WORK TO COMPLETE ->
Show each line in the listing below that contains the word "must".

ENTRIES SHOWN ->

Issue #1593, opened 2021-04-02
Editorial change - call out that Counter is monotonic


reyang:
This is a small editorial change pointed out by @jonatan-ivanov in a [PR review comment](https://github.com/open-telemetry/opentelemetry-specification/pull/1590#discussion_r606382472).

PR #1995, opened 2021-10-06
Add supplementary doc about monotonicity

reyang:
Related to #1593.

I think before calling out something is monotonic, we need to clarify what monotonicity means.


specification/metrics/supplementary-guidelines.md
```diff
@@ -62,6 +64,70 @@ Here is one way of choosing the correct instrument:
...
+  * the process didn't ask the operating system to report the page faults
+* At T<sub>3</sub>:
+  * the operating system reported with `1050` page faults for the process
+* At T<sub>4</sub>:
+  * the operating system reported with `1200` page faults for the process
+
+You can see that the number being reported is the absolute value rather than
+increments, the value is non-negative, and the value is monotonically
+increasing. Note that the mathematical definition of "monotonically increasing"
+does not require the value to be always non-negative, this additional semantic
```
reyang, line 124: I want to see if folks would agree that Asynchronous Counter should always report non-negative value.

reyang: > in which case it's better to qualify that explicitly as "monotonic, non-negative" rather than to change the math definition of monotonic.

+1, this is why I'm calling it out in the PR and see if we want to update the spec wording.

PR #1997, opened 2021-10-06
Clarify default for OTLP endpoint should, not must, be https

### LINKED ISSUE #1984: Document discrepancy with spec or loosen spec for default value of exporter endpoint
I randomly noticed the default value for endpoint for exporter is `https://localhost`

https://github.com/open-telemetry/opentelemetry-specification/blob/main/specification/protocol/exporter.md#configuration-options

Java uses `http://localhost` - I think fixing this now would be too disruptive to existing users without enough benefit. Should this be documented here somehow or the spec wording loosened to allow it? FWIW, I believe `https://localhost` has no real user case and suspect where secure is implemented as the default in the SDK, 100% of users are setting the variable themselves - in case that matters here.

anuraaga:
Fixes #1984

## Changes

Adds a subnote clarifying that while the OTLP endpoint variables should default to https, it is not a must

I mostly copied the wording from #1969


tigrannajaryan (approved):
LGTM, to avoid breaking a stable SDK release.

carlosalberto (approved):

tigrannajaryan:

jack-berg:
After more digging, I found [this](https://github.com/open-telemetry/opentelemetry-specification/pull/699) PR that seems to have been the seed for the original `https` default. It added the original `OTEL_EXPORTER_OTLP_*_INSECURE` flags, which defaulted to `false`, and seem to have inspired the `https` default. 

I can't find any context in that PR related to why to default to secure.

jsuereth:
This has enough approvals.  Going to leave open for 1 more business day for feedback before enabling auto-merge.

PROBLEM SOLUTION ->
Clarify default for OTLP endpoint should, not must, be https
Adds a subnote clarifying that while the OTLP endpoint variables should default to https, it is not a must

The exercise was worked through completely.